Stored items:
[Start of section]
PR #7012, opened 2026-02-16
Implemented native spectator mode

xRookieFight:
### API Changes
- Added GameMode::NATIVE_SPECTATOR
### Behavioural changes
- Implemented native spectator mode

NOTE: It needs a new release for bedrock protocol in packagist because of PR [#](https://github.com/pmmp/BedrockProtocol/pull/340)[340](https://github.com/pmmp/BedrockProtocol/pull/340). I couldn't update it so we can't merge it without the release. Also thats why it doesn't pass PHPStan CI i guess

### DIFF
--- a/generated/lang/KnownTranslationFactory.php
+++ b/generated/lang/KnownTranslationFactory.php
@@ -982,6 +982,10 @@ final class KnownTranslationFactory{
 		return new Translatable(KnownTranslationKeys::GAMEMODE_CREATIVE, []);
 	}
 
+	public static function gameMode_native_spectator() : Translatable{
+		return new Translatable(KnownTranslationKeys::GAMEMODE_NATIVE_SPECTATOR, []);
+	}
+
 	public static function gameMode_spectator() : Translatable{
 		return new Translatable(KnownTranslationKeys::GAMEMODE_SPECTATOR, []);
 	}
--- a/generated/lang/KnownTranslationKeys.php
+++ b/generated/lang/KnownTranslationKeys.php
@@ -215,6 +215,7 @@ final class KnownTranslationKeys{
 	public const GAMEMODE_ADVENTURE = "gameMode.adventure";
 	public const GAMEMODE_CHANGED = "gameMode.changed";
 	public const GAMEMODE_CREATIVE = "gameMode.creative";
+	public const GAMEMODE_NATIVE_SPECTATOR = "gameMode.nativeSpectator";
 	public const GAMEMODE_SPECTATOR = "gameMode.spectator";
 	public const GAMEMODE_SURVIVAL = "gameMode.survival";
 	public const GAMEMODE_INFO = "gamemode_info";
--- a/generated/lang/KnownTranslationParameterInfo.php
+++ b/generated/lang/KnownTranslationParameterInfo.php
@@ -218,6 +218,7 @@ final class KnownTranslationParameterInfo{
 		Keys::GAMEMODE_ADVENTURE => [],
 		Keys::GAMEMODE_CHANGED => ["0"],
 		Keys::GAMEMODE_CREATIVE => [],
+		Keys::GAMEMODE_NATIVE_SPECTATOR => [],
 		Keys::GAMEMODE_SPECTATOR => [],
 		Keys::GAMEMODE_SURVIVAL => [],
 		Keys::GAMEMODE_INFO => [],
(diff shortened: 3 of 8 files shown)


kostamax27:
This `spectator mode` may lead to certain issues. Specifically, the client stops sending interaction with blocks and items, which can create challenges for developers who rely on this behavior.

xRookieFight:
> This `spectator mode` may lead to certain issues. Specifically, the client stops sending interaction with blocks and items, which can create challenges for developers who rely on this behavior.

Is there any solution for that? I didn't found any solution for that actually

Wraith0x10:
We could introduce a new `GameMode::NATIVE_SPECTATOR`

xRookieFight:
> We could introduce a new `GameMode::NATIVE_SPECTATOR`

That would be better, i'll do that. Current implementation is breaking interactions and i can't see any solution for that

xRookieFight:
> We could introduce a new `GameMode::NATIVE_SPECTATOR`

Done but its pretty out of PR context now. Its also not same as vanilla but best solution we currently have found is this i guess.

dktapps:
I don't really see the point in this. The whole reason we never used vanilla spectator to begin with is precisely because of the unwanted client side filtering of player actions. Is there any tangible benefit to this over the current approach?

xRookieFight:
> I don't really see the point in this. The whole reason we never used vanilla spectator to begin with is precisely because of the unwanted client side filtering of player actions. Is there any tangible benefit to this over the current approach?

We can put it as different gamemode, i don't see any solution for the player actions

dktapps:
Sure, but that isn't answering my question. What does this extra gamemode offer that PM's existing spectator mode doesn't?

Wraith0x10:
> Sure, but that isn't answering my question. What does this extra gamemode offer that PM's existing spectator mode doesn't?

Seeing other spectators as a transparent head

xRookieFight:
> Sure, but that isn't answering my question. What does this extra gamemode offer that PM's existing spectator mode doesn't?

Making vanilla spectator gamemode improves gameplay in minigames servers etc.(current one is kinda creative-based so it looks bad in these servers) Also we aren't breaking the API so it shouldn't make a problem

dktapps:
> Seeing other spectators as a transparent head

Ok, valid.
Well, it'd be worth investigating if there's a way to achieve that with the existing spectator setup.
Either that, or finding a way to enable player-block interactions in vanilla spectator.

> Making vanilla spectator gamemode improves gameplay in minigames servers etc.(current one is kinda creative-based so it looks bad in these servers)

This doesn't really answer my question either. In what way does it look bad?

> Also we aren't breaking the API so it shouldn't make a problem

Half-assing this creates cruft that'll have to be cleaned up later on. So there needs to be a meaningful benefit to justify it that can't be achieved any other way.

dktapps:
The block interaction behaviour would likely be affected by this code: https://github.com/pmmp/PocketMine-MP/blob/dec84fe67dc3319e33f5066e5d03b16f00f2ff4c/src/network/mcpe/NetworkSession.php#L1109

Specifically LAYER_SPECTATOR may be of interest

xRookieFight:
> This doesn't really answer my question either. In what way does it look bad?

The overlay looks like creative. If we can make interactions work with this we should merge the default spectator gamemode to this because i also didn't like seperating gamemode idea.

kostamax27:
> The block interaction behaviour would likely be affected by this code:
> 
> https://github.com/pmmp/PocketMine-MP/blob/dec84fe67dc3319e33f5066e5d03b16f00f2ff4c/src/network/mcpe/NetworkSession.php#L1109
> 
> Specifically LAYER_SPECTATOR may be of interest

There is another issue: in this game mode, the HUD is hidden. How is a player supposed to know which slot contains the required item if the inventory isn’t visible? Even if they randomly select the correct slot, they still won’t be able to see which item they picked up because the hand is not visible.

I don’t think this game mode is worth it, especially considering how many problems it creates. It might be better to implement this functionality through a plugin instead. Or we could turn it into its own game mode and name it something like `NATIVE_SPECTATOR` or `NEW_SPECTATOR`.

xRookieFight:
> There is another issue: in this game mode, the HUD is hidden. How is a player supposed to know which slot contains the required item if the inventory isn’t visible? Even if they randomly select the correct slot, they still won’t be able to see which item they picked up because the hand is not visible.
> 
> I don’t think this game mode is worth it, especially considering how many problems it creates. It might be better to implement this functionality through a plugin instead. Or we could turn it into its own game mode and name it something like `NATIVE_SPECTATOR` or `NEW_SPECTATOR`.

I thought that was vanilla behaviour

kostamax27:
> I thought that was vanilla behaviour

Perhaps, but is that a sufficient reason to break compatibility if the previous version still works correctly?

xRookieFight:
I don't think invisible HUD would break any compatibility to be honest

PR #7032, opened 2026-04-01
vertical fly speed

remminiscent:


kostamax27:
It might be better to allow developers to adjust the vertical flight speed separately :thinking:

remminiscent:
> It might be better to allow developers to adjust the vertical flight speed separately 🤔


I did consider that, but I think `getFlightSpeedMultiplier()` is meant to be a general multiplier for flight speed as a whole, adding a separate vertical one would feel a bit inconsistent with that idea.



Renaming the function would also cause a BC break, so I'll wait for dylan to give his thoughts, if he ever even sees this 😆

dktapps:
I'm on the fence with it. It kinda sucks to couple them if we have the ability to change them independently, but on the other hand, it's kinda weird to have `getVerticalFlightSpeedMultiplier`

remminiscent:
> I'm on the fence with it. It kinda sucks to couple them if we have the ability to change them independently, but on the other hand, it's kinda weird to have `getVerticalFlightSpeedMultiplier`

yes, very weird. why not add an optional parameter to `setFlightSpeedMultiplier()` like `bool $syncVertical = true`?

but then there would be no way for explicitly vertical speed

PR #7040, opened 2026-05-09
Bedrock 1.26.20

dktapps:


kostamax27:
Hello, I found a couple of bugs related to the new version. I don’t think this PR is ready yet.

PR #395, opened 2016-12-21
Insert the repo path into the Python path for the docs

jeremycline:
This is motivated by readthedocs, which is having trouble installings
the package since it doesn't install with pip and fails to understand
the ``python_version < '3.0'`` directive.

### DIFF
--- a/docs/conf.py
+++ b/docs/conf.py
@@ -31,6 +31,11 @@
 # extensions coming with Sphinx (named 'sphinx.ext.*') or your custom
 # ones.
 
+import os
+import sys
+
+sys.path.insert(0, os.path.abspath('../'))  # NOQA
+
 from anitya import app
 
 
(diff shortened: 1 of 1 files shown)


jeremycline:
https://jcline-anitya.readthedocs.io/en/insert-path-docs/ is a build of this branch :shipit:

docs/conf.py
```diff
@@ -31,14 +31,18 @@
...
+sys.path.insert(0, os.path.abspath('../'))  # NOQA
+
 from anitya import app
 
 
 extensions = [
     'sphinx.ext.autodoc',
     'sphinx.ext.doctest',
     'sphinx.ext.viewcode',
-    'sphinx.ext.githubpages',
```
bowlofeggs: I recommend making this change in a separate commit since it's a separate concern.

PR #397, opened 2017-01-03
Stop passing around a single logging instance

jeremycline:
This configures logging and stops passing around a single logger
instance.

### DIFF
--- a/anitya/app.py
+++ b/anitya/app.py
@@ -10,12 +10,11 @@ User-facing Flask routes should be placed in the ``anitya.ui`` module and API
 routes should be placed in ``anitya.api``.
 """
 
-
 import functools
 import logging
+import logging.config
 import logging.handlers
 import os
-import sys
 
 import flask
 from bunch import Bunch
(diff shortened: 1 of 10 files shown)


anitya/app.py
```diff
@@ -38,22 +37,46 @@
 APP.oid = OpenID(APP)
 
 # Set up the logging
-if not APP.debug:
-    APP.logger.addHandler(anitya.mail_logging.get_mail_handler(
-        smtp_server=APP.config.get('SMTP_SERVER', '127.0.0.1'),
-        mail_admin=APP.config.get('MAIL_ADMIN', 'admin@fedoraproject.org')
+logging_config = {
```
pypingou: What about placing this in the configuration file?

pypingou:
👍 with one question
[End of section]
◆ Work order
Each line above that has the word "pypingou" must be copied.

◆ Output for this task
pypingou: What about placing this in the configuration file?
pypingou:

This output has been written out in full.